NLRB Invalidates Non-Union Workplace Policies Prohibiting Negativity and Gossip

Cooley Alert
April 18, 2014

In two recent decisions, the National Labor Relations Board (NLRB) held that non-union employer policies prohibiting negativity in the workplace are unlawful under the National Labor Relations Act (the Act). These decisions follow the NLRB's recent pattern of carefully scrutinizing non-union workplace policies for language that employees could reasonably construe as limiting their right to engage in "concerted activities for their mutual aid and protection."

In Hill and Dales General Hospital, 360 NLRB No. 70 (April 1, 2014), a hospital was experiencing poor employee morale and high turnover. In response, it asked a team of employees to develop a statement of Values and Standards of Employee Behavior, which included the following:

  • We will not make negative comments about our fellow team members and we will take every opportunity to speak well of each other.
  • We will represent Hill & Dales in the community in a positive and professional manner in every opportunity.
  • We will not engage in or listen to negativity or gossip. We will recognize that listening without acting to stop it is the same as participating.

After the hospital terminated an employee for throwing a yogurt at a supervisor, the former employee aired her grievances on Facebook. In response, a current employee posted the following comment: "Holy sh–t rock on! Way to talk about the d–bags you used to work with.
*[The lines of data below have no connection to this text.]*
Issue #1157, opened 2019-01-17
New Widget: "Like Github Contributions Widget" for Partner


agent-z28:
the description of your feature : I suggest a widget like the GitHub Contributions Widget.
the Odoo version you expect it to run on: v11+
mockups and visual materials
![bildschirmfoto vom 2019-01-17 23-06-11](https://user-images.githubusercontent.com/7473428/51351950-8768cc00-1aac-11e9-97ba-f64958ffd040.png)

e.g. in client view, it could be used to visualize all order dates. in some industries its from importance to see order behaviour.

pedrobaeza:
This is a kind of heatmap. Are you going to implement it?

agent-z28:
Maybe yes, if nobody did it already. My first attempt was to bring the idea in:)

pedrobaeza:
Let's see if somebody has made something...

hbrunn:
gather the data in some model, override the matrix widget to show blocks instead of inputs, should be quite straight forward

pedrobaeza:
Well, the design with that will be very ugly, but it can be a rudimentary solution for someone in a hurry

hbrunn:
it takes only some css to make this beautiful in my opinion

agent-z28:
Nice Idea!

nikul-serpentcs:
Good Idea! :bulb:

tarteo:
Very cool. Maybe this will help: https://github.com/bachvtuan/Github-Contribution-Graph

Looking forward to try it out.

agent-z28:
JS Base : https://cal-heatmap.com/
We Sponsored IT PROJECTS LLC to realize a first Version.
It looks as they did a pretty Good job
Pull Request is almost ready.
Now we need to get it oca compliant

agent-z28:
This is the repository https://github.com/it-projects-llc/addons-dev/pull/642

pedrobaeza:
Are they going to do the pull request here?

agent-z28:
Thats the idea, i come back later with an answer. But at the end we will have a pull request here.

pedrobaeza:
Great

GabbasovDinar:
Hello @pedrobaeza @agenterp 

Today I will send the PR with this module, I will be glad to any feedback and suggestions

pedrobaeza:
Great, please include a sample.

PR #1304, opened 2019-06-10
[NEW] HeatMap Widget for One2many and Many2many records

GabbasovDinar:
This module allows you to display the One2many and Many2many records as a calendar of heatmaps.

Example::

    <record id="view_partner_form" model="ir.ui.view">
        <field name="name">res.partner.view.buttons</field>
        <field name="model">res.partner</field>
        <field name="inherit_id" ref="base.view_partner_form" />
        <field name="priority" eval="20"/>
        <field name="groups_id" eval="[(4, ref('sales_team.group_sale_salesman'))]"/>
            <page name="sales_purchases" position="after">
                <page name='sale_orders' string="Orders">
                    <field name="sale_order_ids" widget="heatmap"/>
                </page>
            </page>
        </field>
    </record>

Result:

screenshot-misc odoo11 local-2019 06 10-17-53-40

Discussion: https://github.com/OCA/web/issues/1157

CC: @pedrobaeza @agenterp 
@it-projects-llc


pedrobaeza:
I'm wondering if this is worth more as view than as widget, as loading it as widget overloads the destination record a lot.

agent-z28:
The initial idea is to show directly how to the order behaviour is. 
From performance site we'll have to check.

pedrobaeza:
I agree on the feature, but Odoo paradigm is to put an smart-button on the partner (like the existing one with the sales count), and when clicking navigate to the other view (right now, to the sales order list, but you can add the same smart-button for navigating to the heat-map). Take into account than adding this heatmap at partner level, overloads the server having to load all sales order each time you access the partner, even for modifying other things like the name, query the email, etc.

ilmir-k:
@pedrobaeza Thanks for your feedback. Actually we thought about making it as a view rather than widget but stayed on the latter at this moment. We'll take it into account.
cc @GabbasovDinar

GabbasovDinar:
What is the difference between displaying records as a tree view or using this method? Both methods overload the server to load the entire sales order.

pedrobaeza:
Exactly, and that's the reason why Odoo doesn't do neither of both inside res.partner. It always relies in an smart-button that navigates to the object.

agent-z28:
Github is able to load the whole! page within 1 second, and shows the widget in the mainscreen.
I assume they generate the widget html in the background, like a depends method on commit. 
What about a similar solution?

pedrobaeza:
Uhm, any cached solution always have the problem of out of sync data. Any way, the problem here is not the time it takes to render (which can be more or less depending on the volume data, the number of customizations in the target model, etc), the question is that we are going to render it uselessly a lot of times when accessing the partner for other reasons.

web_widget_heatmap/static/src/js/heatmap_widget.js
```diff
@@ -0,0 +1,194 @@
...
+            '/web_widget_heatmap/static/lib/js/cal-heatmap.js'
+        ],
+
+        /**
+         * Calculate and get the maximum date (up to which date the grid will be built).
+         * Display of control buttons depends on the maximum date.
+         * @param {Object} options
+         * @returns {Date} max_date
+         */
+        get_max_date: function(options) {
```
tarteo, line 44: please use dromedary case.

web_widget_heatmap/static/src/js/heatmap_widget.js
```diff
@@ -0,0 +1,194 @@
...
+
+    var AbstractField = require('web.AbstractField');
+    var registry = require('web.field_registry');
+
+
+    var HeatMapWidget = AbstractField.extend({
+
+        fieldsToFetch: {
+            display_name: {type: 'char'},
+            create_date: {type: 'datetime'},
```
tarteo, line 17: Can you make the date field configurable?

web_widget_heatmap/static/src/css/heatmap_widget.css
```diff
@@ -0,0 +1,12 @@
+/* Copyright 2019 Dinar Gabbasov <https://it-projects.info/team/GabbasovDinar>
+ * License AGPL-3.0 or later (https://www.gnu.org/licenses/agpl). */
+.heatmap_widget {
+	width: 100%;
```
tarteo, line 4: Can you use spaces here instead of tabs

tarteo (changes requested):
I like this widget.
The loading problem can also be solved by making the widget work for Serialized fields. The programmer can make a computed and stored Serialized field which stores the records as JSON. This way every time the partner record opens, not all the sale orders are fetched instead just a text field essentially.

web_widget_heatmap/__manifest__.py
```diff
@@ -0,0 +1,30 @@
+# Copyright 2019 Dinar Gabbasov <https://it-projects.info/team/GabbasovDinar>
+# License AGPL-3.0 or later (https://www.gnu.org/licenses/agpl).
+{
+    "name": "Web Widget HeatMap",
+    "summary": "Displaying your records in calendar HeatMap",
+    "version": "11.0.1.0.0",
+    "development_status": "Stable",
+    "category": "Extra Tools",
+    "website": "https://github.com/OCA/web/tree/11.0/web_widget_heatmap",
```
Tardo:
```suggestion
    "website": "https://github.com/OCA/web",
```

web_widget_heatmap/static/src/css/heatmap_widget.css
```diff
@@ -0,0 +1,12 @@
+/* Copyright 2019 Dinar Gabbasov <https://it-projects.info/team/GabbasovDinar>
```
Tardo, line 1: Please, use ~~'less'~~ 'Sass'

web_widget_heatmap/static/src/js/heatmap_widget.js
```diff
@@ -0,0 +1,194 @@
...
+        /**
+         * Find the records that match the selected date and show in the tree view
+         * @param {Date} date
+         * @returns {jQuery.Deferred} Action loaded
+         */
+        onClickHeatMap: function(date) {
+            date = moment(date);
+            var options = this.heatmap_options;
+            var elements = this.value ? _.pluck(this.value.data, 'data') : [];
+            if (elements && elements.length) {
```
Tardo:
```suggestion
            if (_.some(elements)) {
```

web_widget_heatmap/static/src/js/heatmap_widget.js
```diff
@@ -0,0 +1,194 @@
...
+                // TODO: make faster
+                var current_elements_ids = elements.filter(function(el) {
+                    var duration = moment.duration(date.diff(el.create_date));
+                    if (options.domain === 'hour') {
+                        return duration.years() === 0 && duration.months() === 0 && duration.weeks() === 0 && duration.days() === 0 && duration.hours() === 0;
```
Tardo: Can be better for not equal cases change the order:
```suggestion
                        return duration.hours() === 0 && duration.days() === 0 && duration.weeks() === 0 && duration.months() === 0 && duration.years() === 0;
```

Tardo (changes requested):

web_widget_heatmap/static/src/css/heatmap_widget.css
pedrobaeza: Better to use `sass` as `less` is deprecated

Tardo: Is 11.0

pedrobaeza: But sass is also present in 11.0. In 12.0, you have scss, with retro-compatibility with sass.

Tardo: Oh! thanks.

web_widget_heatmap/__manifest__.py
```diff
@@ -0,0 +1,30 @@
...
+        "web",
+    ],
+    "data": [
+        "views/web_widget_heatmap_template.xml",
+    ],
+    "demo": [],
+    "qweb": [
+        "static/src/xml/base.xml"
+    ]
+}
```
MeetKD, line 30: You can remove empty keys and may b change category to web?

web_widget_heatmap/static/src/js/heatmap_widget.js
```diff
@@ -0,0 +1,194 @@
...
+                        return duration.years() === 0 && duration.months() === 0;
+                    } else if (options.domain === 'year') {
+                        return duration.years() === 0;
+                    }
+                    return false;
+                }).map(function(el) {
+                    return el.id;
+                });
+                var action = {
+                    name: date.format('YYYY-MM-DD HH:mm'),
```
MeetKD, line 178: Can we take dateformat from l10n itself?

MeetKD (changes requested):

web_widget_heatmap/static/src/css/heatmap_widget.css
agent-z28: Thats 

> I like this widget.
> The loading problem can also be solved by making the widget work for Serialized fields. The programmer can make a computed and stored Serialized field which stores the records as JSON. This way every time the partner record opens, not all the sale orders are fetched instead just a text field essentially.

Thats the perfect solution, with a depends on the interesting fields

web_widget_heatmap/__manifest__.py
```diff
@@ -0,0 +1,30 @@
...
+    "development_status": "Stable",
+    "category": "Extra Tools",
+    "website": "https://github.com/OCA/web",
+    "author": "Dinar Gabbasov, Odoo Community Association (OCA)",
+    "maintainers": ["GabbasovDinar"],
+    "license": "AGPL-3",
+    "application": False,
+    "installable": True,
+    "preloadable": True,
+    "external_dependencies": {
```
daramousk, line 16: Remove mappings with no values.

web_widget_heatmap/static/lib/js/cal-heatmap.js
```diff
@@ -0,0 +1,3487 @@
+/*! cal-heatmap v3.6.2 (Mon Oct 10 2016 01:36:20)
```
daramousk, line 1: Use `cal-heatmap.min.js` instead.

web_widget_heatmap/static/src/js/heatmap_widget.js
```diff
@@ -0,0 +1,194 @@
...
+*/
+
+odoo.define('web_widget_heatmap.widget', function (require) {
+    "use strict";
+
+    var AbstractField = require('web.AbstractField');
+    var registry = require('web.field_registry');
+
+
+    var HeatMapWidget = AbstractField.extend({
```
daramousk, line 13: If this widget can work with x2many fields, why not inherit from `FieldX2Many` instead?

web_widget_heatmap/static/src/js/heatmap_widget.js
```diff
@@ -0,0 +1,194 @@
...
+        previousHeatMap: function() {
+            this.heatmap.previous();
+        },
+
+        /**
+         * Find the records that match the selected date and show in the tree view
+         * @param {Date} date
+         * @returns {jQuery.Deferred} Action loaded
+         */
+        onClickHeatMap: function(date) {
```
daramousk, line 154: I am not sure I understand this function, and the references to dates.

A heatmap's elements as I understand can represent a lot of things, not just dates/time. This heatmap could have as elements the records of the XMany field and depending on a field on those records proper opacity can be generated. 
I thin

daramousk (commented):
Great contribution, thanks.

I was under the impression that something like this existed, and after looking a little bit around it looks that the module `web_graph` existed on 8.0 that did something like this, but it seems it has been removed, anyway I have left some comment in which I would like your opinion on.

Thanks

web_widget_heatmap/static/lib/js/cal-heatmap.js
GabbasovDinar: Why? Odoo automatically minimizes js files. This code format allows you to conveniently debug code in debug=assets mode

GabbasovDinar: https://github.com/OCA/odoo-community.org/blob/master/website/Contribution/CONTRIBUTING.rst#4javascript

legalsylvain: OK to keep non minimizes files.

I LOVE IT!" When the hospital issued the current employee a written warning for violating the Values and Standards of Behavior, the employee filed an unfair labor charge with the NLRB.

In finding the policy unlawful, the NLRB concluded that the language was overbroad and could be reasonably construed by employees to prohibit them from criticizing managers, unfair labor practices, and the terms and conditions of their employment. The hospital plans to appeal the decision to the Sixth Circuit Court of Appeals. We expect that the Sixth Circuit will address, among other things, the validity of the holding in light of the NLRB's long-standing rule against addressing de minimis violations of the Act.

In First Transit, Inc., 360 NLRB No. 72 (April 2, 2014), the Board similarly ruled that a handbook provision prohibiting "discourteous or inappropriate" behavior was unlawfully overbroad. According to the NLRB, employees could reasonably construe the policy as prohibiting them from communicating about their employment because "no wording provides a context limiting the rule to legitimate business concerns such as uncooperation with supervisors." While the handbook did contain a "Freedom of Association" provision, which included a pledge from the employer not to interfere with collective employee action, the NLRB found the provision inadequate because it was neither "prominent nor proximate" to the unlawful language.

What this means for employers

Given the NLRB's continued focus in this area, both union and non-union employers should carefully examine workplace policies relating to employee communications and modify them as need. Employers should also consider consulting counsel before disciplining employees for violations of such policies.